Please say how many lines in the records below contain the word "self". Give only the number.

Collected data entries

■ ■ ■ ■ ■ ■ ■

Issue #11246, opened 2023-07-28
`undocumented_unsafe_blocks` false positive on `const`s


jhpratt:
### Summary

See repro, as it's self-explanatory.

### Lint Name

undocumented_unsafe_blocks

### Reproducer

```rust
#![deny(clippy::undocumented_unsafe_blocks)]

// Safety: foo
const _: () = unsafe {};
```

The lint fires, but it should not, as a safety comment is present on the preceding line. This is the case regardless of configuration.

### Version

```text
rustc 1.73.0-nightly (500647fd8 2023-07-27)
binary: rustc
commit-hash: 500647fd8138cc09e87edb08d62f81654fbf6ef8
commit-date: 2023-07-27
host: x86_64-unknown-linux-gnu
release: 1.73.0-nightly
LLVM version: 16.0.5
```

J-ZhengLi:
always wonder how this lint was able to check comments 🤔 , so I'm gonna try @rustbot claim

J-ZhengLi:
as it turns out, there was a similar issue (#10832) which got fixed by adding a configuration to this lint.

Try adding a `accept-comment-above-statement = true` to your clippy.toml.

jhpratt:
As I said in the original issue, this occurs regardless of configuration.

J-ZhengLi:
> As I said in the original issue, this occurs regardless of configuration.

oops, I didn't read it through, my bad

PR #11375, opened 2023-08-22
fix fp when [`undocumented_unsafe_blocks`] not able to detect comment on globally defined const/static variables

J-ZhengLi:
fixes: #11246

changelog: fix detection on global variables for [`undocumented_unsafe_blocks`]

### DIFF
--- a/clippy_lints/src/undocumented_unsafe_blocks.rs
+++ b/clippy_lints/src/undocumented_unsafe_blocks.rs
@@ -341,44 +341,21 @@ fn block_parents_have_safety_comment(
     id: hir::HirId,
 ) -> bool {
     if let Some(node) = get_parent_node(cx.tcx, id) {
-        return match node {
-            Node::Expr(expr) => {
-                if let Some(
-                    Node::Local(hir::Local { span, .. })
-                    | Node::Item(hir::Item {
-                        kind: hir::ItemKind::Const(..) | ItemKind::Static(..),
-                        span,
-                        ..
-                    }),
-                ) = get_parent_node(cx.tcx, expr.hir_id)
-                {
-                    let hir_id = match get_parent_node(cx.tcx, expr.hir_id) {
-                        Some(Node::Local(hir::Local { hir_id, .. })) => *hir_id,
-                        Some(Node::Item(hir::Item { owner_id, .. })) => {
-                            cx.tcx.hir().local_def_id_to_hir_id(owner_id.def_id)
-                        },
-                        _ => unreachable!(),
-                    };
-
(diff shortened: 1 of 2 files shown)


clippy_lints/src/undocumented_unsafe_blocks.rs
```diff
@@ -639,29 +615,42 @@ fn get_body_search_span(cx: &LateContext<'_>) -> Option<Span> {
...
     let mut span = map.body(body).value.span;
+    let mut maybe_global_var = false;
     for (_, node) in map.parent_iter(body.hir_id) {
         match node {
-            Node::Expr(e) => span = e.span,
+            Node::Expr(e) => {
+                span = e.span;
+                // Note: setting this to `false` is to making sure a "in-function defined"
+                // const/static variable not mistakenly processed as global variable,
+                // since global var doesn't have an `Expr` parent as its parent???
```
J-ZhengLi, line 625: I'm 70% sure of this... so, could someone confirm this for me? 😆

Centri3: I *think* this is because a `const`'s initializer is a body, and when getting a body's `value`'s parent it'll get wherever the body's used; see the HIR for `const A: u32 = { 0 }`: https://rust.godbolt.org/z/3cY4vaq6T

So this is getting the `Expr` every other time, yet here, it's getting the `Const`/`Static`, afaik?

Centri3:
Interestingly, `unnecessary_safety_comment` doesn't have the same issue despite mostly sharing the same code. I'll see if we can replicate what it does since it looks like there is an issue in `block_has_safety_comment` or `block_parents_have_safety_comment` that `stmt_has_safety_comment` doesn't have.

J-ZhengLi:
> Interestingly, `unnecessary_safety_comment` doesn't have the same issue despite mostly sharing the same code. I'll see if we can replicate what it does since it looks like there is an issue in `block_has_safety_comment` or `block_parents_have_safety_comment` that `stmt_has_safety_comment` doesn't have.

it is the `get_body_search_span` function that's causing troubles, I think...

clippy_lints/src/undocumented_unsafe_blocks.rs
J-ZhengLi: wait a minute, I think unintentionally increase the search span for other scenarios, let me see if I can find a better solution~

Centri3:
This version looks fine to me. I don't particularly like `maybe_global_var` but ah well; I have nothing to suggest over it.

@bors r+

■ ■ ■ ■ ■ ■ ■

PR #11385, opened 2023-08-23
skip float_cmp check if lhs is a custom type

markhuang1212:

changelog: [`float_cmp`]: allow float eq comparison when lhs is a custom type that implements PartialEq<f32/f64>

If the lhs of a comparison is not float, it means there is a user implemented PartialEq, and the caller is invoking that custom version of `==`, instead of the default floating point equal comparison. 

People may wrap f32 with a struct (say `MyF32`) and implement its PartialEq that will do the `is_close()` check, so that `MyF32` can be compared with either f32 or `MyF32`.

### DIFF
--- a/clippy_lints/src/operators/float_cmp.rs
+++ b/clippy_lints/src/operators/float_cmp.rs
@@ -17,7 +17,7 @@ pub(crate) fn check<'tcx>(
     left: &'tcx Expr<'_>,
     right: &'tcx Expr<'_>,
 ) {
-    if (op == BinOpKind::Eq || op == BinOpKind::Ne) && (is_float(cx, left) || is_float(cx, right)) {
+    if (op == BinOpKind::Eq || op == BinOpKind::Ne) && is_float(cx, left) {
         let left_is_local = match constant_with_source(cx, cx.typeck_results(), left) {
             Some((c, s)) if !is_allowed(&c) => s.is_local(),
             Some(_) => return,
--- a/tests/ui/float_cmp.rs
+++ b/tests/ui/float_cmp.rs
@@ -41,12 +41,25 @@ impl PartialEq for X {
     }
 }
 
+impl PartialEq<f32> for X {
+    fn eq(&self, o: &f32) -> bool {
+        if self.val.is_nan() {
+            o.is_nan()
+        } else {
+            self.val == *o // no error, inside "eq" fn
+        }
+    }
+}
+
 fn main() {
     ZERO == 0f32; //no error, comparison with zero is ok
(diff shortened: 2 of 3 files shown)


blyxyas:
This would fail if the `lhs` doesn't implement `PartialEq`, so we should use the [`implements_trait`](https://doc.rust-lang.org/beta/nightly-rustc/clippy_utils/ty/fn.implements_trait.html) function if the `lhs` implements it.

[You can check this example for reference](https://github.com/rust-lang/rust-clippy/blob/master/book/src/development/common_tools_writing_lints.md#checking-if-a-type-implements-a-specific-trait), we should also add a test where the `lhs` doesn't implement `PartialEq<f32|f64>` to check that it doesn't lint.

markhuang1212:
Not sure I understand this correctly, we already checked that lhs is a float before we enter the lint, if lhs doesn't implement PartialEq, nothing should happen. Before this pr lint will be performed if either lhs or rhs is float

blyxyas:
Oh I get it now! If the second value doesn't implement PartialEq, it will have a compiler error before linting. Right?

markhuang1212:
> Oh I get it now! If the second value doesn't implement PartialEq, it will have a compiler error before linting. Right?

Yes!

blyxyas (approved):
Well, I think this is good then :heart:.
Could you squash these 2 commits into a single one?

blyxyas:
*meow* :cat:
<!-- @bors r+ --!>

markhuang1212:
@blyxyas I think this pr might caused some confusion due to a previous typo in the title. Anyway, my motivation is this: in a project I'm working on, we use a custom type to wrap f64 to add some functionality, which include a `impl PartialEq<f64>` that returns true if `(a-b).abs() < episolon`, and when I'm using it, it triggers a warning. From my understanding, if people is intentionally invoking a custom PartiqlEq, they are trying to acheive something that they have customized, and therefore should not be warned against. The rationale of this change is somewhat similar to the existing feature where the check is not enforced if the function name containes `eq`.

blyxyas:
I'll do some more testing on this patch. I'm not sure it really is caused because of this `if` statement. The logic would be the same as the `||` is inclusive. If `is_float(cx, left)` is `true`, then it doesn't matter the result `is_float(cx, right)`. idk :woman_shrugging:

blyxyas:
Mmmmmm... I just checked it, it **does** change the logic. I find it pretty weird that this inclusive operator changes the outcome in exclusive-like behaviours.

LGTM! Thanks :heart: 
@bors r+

■ ■ ■ ■ ■ ■ ■

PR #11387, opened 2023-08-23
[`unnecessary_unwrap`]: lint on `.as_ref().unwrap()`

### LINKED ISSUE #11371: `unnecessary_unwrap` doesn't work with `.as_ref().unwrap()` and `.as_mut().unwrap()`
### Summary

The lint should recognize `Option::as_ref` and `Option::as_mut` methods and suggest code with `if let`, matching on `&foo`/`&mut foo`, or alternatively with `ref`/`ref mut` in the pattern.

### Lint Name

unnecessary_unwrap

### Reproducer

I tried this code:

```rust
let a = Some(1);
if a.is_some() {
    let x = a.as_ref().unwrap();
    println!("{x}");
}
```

■ ■ ■ ■ ■ ■ ■

_FINAL ANSWER_
4